**The problem**
Copy, from the data below, every line that has "installation" in it.
..............................
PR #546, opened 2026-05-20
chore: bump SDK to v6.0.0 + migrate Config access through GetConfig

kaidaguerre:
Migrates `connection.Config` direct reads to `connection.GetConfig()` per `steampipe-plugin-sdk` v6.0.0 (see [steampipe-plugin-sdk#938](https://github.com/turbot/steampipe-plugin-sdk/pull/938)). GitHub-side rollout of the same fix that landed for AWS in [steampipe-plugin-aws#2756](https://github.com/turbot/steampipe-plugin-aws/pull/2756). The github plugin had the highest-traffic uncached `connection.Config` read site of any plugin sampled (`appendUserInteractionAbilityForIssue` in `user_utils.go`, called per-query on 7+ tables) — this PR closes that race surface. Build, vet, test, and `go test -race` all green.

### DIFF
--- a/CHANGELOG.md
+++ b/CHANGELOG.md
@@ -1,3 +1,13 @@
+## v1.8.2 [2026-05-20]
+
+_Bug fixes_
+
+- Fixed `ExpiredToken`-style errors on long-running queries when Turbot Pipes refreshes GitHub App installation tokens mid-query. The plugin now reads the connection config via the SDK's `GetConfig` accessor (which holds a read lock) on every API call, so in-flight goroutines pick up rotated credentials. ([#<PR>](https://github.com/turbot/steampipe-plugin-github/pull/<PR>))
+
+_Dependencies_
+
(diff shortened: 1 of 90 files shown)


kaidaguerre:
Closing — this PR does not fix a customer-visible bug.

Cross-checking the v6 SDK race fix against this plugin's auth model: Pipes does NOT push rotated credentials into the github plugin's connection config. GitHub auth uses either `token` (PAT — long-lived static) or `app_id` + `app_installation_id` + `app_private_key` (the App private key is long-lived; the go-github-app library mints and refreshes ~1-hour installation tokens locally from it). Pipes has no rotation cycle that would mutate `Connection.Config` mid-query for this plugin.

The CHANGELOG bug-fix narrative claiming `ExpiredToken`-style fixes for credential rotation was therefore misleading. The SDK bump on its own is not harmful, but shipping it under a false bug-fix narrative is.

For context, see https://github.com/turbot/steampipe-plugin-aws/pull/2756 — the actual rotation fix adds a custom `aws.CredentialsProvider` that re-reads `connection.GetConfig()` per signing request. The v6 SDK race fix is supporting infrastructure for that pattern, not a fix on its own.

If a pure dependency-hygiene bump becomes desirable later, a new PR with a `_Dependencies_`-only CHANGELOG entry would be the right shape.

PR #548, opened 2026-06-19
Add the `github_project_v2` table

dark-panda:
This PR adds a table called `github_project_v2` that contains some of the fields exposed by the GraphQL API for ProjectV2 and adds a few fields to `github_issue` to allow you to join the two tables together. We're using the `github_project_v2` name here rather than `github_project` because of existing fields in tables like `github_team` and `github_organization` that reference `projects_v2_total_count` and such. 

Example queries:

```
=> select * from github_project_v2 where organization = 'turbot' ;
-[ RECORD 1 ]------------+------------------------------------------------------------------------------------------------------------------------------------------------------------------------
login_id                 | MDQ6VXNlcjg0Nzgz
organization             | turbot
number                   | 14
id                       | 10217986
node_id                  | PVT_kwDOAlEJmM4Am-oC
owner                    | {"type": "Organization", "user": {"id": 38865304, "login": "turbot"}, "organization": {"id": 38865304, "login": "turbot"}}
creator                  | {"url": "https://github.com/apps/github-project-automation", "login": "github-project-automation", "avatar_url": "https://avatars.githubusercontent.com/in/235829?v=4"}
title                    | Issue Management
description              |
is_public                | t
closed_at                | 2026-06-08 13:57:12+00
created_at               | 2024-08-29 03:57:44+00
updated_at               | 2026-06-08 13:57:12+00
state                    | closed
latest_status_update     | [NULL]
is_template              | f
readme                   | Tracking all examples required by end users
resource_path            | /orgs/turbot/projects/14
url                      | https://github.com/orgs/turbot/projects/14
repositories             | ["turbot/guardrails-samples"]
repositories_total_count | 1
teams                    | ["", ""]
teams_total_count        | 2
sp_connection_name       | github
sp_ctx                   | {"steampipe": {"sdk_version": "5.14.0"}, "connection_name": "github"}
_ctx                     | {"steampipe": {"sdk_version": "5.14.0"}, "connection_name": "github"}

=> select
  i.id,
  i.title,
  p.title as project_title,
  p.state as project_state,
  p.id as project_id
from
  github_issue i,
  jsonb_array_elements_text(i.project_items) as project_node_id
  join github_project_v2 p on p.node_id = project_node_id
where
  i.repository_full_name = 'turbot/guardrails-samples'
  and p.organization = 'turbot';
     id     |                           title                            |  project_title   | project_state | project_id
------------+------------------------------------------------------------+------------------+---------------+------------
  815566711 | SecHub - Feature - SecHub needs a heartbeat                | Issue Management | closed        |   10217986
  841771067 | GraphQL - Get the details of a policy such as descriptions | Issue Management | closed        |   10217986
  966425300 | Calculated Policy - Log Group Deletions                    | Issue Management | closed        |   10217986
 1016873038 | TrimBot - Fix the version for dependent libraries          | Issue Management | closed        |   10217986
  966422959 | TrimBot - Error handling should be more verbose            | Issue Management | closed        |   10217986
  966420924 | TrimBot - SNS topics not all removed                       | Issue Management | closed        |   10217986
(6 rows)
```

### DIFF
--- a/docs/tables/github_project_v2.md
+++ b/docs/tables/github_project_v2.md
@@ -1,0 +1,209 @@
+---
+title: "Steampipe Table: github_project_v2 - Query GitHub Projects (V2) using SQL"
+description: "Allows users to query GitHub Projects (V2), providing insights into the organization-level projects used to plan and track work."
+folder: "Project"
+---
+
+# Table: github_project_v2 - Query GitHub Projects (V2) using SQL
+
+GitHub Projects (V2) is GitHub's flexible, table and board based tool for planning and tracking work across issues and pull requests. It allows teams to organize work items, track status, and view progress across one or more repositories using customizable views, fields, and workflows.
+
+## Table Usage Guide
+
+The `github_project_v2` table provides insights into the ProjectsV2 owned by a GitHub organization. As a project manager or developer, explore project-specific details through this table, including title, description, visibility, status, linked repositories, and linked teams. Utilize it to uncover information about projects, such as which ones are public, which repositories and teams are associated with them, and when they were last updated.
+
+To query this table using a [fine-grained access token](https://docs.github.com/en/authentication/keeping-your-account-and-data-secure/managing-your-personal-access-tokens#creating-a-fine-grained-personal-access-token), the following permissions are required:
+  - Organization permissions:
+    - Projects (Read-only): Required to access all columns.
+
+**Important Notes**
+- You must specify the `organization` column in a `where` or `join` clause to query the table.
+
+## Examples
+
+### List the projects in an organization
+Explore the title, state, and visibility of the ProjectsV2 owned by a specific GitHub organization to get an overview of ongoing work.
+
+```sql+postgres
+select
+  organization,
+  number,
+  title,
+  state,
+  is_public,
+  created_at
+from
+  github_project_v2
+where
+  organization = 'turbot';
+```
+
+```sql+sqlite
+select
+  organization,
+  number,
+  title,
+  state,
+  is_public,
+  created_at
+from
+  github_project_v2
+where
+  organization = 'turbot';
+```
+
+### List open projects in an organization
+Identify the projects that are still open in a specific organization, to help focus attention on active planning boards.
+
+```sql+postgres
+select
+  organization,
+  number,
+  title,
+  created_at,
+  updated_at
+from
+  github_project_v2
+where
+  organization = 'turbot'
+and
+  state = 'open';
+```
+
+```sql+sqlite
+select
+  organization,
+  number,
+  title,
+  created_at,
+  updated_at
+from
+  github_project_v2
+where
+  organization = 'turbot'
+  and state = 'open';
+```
..............................
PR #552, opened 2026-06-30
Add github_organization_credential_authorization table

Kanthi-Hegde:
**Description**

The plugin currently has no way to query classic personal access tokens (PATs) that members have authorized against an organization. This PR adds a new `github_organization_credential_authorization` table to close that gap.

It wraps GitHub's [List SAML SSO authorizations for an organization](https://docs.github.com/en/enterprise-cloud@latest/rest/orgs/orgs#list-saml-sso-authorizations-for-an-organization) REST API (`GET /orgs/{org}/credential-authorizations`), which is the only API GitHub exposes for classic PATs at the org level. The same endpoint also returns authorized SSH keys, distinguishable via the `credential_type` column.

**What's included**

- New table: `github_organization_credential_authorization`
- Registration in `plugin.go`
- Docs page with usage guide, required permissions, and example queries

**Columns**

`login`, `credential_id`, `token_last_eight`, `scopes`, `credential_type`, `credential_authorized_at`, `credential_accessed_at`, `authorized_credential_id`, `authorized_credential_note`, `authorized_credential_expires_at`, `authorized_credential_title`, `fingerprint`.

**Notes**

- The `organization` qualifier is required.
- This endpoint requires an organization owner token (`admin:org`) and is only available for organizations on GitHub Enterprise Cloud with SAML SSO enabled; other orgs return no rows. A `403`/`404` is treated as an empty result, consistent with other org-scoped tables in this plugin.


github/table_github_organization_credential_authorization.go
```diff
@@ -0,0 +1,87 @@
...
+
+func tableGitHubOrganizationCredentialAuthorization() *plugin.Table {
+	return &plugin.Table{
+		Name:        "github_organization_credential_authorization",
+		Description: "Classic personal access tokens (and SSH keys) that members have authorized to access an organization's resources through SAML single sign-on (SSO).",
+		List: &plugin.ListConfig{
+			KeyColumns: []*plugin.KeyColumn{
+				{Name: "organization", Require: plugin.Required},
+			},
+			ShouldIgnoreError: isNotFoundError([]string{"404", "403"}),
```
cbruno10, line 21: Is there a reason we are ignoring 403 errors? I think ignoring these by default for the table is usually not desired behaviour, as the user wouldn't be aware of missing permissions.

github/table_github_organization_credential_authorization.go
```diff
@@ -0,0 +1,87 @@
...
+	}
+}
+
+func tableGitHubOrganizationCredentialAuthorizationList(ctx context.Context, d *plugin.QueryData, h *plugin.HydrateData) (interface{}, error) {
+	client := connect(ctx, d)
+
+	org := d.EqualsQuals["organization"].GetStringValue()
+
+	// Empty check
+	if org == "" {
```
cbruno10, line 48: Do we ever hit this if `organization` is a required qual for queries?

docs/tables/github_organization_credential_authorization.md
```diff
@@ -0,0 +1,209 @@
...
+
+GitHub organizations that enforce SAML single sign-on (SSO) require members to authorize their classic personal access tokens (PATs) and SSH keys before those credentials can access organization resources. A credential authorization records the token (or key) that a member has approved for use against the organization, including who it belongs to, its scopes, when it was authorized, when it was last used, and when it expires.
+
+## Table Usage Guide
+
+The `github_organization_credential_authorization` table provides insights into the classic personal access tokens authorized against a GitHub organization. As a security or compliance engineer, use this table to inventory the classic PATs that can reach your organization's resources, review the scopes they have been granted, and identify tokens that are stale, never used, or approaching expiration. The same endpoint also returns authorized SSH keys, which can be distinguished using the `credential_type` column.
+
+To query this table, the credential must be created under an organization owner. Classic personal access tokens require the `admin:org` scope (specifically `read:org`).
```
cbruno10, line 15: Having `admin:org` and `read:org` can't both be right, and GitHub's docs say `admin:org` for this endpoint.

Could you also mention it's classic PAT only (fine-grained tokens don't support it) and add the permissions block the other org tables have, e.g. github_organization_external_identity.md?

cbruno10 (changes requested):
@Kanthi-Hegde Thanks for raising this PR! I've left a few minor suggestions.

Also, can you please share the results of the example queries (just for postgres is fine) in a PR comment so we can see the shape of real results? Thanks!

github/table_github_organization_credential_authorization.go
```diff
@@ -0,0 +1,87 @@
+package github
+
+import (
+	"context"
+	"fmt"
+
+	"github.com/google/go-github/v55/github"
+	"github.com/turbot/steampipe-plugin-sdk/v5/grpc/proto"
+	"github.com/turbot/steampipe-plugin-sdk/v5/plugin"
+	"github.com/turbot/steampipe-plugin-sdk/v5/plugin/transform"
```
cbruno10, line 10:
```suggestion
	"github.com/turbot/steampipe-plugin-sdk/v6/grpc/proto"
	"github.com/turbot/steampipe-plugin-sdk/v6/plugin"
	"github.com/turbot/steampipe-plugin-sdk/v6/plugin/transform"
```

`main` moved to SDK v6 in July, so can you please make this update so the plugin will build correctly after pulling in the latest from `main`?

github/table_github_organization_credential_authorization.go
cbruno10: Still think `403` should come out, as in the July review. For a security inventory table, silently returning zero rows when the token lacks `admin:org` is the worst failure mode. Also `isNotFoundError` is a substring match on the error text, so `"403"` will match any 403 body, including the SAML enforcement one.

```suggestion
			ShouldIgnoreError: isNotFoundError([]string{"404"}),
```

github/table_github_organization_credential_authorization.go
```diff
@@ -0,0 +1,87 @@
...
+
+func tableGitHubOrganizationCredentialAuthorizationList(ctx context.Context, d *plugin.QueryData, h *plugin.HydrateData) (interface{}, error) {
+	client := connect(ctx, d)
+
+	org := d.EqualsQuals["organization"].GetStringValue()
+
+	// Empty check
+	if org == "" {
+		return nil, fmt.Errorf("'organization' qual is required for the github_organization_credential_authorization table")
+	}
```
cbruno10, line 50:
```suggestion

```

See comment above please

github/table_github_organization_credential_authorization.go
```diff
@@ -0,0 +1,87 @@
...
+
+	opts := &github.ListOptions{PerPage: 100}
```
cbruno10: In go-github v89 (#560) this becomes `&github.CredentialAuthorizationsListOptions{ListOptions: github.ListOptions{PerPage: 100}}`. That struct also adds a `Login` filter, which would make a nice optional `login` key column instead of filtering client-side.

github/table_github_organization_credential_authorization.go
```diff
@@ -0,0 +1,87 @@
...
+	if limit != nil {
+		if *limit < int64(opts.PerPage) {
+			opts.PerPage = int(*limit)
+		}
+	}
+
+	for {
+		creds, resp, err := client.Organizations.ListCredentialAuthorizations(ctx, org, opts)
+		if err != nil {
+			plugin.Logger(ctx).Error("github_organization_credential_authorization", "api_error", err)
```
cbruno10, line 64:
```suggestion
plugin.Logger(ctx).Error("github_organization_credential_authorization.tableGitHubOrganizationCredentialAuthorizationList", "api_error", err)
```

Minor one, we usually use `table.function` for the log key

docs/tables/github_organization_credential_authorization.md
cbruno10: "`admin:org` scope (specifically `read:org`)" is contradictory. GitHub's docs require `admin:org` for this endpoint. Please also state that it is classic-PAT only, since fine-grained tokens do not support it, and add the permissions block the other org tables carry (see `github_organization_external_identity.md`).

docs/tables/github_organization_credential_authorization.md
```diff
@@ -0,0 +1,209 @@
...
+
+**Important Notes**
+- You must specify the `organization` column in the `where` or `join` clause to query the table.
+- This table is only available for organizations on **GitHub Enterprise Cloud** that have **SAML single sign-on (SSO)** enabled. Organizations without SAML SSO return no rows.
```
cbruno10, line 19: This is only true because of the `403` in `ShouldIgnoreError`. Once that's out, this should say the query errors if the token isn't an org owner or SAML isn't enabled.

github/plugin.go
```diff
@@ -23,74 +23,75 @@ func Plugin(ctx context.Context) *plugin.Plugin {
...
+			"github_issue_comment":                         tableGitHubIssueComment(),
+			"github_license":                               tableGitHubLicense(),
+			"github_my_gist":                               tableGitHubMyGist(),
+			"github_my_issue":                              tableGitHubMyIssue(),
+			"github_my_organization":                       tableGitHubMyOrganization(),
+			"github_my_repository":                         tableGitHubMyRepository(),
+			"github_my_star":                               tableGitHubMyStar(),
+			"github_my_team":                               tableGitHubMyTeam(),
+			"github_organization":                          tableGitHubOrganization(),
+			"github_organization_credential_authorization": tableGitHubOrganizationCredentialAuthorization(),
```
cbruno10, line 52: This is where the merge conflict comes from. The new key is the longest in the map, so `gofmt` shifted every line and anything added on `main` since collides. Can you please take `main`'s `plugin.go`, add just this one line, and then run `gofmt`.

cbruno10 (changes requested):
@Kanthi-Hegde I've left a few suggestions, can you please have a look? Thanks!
..............................
**Finished exercise**
+- Fixed `ExpiredToken`-style errors on long-running queries when Turbot Pipes refreshes GitHub App installation tokens mid-query. The plugin now reads the connection config via the SDK's `GetConfig` accessor (which holds a read lock) on every API call, so in-flight goroutines pick up rotated credentials. ([#<PR>](https://github.com/turbot/steampipe-plugin-github/pull/<PR>))
Cross-checking the v6 SDK race fix against this plugin's auth model: Pipes does NOT push rotated credentials into the github plugin's connection config. GitHub auth uses either `token` (PAT — long-lived static) or `app_id` + `app_installation_id` + `app_private_key` (the App private key is long-lived; the go-github-app library mints and refreshes ~1-hour installation tokens locally from it). Pipes has no rotation cycle that would mutate `Connection.Config` mid-query for this plugin.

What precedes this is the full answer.